__WHAT YOU NEED TO DO__
For the entries below, the result should be an exact transcription of the lines from the one with "Also remove the" up to and including the one with "vim.opt.runtimepath:append(lazy_install_dir)", and only those.

[Stored data entries]

┌──

PR #3892, opened 2023-02-24
fix: lazy cache

opalmay:
Calling `lazy.cache.enable()` in `plugin_loader.init()` doesn't work properly, it is before calling lazy setup and then the lazy setup calls `cache.enable` again on it's own.
Instead only override the path and let lazy do the rest. (already enabled in default lazy config)
Also remove the `pcall`, this is an internal variable and we would wanna know if it breaks in the future.
`reset_cache` is also removed as looks like that's not necessary.

### DIFF
--- a/lua/lvim/plugin-loader.lua
+++ b/lua/lvim/plugin-loader.lua
@@ -47,9 +47,11 @@ function plugin_loader.init(opts)
   vim.opt.runtimepath:append(lazy_install_dir)
   vim.opt.runtimepath:append(join_paths(plugins_dir, "*"))
 
-  -- set a custom path for lazy's cache
-  local lazy_cache = require "lazy.core.cache"
-  lazy_cache.path = join_paths(get_cache_dir(), "lazy", "luac")
+  pcall(function()
+    -- set a custom path for lazy's cache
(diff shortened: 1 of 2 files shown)


LostNeophyte (changes requested):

└──

__RESULT OF THE EXERCISE__
Also remove the `pcall`, this is an internal variable and we would wanna know if it breaks in the future.
`reset_cache` is also removed as looks like that's not necessary.

### DIFF
--- a/lua/lvim/plugin-loader.lua
+++ b/lua/lvim/plugin-loader.lua
@@ -47,9 +47,11 @@ function plugin_loader.init(opts)
   vim.opt.runtimepath:append(lazy_install_dir)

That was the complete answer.